The required answer is every line of the data containing the word "latest".
_ _ _ _
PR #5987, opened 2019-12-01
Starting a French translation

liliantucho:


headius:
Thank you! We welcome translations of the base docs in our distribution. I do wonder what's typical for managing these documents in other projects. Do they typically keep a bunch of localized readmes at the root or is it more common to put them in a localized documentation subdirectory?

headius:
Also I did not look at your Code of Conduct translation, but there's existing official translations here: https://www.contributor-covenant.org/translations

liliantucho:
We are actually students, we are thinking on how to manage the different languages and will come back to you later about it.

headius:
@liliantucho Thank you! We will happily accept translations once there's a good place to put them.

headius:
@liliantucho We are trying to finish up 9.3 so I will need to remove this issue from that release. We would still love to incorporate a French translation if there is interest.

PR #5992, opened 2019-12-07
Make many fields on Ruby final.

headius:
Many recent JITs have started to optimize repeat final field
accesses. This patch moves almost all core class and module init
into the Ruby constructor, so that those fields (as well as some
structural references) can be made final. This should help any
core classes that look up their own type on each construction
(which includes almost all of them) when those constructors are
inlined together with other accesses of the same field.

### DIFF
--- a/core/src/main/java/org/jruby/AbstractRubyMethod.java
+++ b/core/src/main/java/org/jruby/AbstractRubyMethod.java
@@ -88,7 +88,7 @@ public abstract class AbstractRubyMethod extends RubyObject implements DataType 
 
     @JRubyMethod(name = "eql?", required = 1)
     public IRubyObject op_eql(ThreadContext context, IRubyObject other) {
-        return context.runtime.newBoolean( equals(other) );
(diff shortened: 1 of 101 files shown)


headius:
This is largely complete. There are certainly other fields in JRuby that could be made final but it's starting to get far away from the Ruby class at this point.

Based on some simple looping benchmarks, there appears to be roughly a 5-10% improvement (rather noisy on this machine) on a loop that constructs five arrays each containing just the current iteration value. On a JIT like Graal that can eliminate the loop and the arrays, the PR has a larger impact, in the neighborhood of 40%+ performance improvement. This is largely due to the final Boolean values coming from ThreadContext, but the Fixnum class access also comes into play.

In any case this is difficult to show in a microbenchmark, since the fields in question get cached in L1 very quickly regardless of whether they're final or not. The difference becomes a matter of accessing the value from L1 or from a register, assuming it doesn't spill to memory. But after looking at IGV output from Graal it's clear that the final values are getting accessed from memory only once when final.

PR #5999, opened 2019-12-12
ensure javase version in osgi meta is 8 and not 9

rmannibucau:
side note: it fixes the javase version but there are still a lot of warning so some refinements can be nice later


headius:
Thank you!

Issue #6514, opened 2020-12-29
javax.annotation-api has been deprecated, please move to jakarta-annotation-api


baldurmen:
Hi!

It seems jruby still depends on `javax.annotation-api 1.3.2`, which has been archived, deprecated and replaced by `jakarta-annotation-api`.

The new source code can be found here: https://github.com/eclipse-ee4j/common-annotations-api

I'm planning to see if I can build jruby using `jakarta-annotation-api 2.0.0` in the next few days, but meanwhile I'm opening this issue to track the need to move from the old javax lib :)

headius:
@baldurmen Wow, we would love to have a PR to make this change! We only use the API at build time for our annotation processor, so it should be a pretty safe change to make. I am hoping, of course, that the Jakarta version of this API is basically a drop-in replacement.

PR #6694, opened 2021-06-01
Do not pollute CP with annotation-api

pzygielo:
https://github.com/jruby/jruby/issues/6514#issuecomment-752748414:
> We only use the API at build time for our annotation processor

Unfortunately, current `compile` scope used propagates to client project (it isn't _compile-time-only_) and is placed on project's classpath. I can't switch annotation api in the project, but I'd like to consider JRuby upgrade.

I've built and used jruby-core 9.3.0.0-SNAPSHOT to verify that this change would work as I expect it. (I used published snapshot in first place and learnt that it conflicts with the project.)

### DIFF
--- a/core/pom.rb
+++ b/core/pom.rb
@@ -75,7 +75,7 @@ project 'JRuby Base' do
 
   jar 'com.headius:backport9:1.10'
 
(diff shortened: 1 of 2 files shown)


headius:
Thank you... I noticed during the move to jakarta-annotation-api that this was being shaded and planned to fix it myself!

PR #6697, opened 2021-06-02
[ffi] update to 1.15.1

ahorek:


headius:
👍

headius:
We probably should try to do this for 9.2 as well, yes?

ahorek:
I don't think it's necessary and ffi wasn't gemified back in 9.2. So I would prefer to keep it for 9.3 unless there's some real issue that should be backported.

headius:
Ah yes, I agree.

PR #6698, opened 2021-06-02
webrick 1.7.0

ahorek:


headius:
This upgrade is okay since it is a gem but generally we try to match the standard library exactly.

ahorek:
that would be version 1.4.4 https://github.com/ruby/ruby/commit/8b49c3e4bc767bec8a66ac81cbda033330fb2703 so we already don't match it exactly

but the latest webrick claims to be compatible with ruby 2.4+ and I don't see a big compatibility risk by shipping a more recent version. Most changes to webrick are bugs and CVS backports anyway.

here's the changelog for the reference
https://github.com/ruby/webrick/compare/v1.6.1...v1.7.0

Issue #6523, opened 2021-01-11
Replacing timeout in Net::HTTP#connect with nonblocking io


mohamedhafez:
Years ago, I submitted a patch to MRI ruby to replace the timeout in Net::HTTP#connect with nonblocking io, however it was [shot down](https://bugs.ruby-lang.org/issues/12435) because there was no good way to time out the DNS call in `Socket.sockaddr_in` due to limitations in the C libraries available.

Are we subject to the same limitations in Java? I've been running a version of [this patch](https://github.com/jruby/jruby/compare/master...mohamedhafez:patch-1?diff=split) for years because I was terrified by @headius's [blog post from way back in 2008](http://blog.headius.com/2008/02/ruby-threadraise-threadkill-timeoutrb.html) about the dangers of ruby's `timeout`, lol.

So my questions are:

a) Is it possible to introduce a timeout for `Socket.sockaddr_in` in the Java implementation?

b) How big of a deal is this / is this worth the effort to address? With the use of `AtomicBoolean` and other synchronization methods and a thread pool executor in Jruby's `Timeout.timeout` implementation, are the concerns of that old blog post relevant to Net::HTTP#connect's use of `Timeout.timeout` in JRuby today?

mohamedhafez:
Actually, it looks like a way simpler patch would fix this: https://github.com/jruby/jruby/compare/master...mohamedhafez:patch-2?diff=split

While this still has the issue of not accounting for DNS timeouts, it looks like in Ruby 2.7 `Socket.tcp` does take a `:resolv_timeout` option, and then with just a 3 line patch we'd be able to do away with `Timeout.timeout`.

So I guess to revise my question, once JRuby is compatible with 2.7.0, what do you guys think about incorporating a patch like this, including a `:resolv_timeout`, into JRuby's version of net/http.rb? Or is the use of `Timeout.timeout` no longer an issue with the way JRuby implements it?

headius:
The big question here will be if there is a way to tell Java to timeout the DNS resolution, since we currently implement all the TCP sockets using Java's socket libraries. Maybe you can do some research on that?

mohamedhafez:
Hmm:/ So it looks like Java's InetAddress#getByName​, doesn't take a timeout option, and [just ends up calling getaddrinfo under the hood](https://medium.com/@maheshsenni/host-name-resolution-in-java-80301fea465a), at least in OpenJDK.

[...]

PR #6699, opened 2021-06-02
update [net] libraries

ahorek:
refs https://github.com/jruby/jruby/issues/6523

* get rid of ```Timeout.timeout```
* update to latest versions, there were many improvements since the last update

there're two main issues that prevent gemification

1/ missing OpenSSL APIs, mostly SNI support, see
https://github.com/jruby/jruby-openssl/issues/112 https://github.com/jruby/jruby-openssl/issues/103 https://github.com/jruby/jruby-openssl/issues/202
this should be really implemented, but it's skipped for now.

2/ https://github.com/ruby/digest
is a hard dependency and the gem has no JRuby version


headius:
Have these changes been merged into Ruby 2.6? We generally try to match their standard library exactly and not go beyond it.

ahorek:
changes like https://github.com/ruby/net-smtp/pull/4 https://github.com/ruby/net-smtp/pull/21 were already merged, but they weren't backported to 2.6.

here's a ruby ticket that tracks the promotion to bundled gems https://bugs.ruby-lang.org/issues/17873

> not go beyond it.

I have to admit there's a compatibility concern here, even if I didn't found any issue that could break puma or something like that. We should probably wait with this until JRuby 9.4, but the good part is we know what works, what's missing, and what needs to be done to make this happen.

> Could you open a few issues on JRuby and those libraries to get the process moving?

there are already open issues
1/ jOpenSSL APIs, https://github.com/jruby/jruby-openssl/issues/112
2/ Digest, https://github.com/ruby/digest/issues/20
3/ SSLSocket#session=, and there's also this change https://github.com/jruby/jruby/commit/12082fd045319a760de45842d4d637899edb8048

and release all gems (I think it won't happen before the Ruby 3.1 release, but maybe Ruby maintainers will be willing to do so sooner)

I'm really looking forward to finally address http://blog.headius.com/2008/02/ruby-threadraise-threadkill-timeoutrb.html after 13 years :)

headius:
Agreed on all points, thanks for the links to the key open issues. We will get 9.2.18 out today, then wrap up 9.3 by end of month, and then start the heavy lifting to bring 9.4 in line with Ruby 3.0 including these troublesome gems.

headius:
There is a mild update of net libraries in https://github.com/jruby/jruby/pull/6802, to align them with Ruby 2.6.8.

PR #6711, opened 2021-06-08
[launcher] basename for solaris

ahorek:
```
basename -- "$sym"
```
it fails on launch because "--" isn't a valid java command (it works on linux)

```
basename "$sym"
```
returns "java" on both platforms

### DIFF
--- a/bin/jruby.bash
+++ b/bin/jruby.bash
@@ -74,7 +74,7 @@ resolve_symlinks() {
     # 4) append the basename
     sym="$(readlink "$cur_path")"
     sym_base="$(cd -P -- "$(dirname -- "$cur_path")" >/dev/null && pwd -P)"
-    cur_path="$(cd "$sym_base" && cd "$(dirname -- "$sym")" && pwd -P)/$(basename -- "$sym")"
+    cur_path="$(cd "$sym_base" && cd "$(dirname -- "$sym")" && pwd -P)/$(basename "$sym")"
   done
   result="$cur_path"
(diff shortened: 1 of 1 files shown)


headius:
_ _ _ _
* [Solution to this task]
but the latest webrick claims to be compatible with ruby 2.4+ and I don't see a big compatibility risk by shipping a more recent version. Most changes to webrick are bugs and CVS backports anyway.
* update to latest versions, there were many improvements since the last update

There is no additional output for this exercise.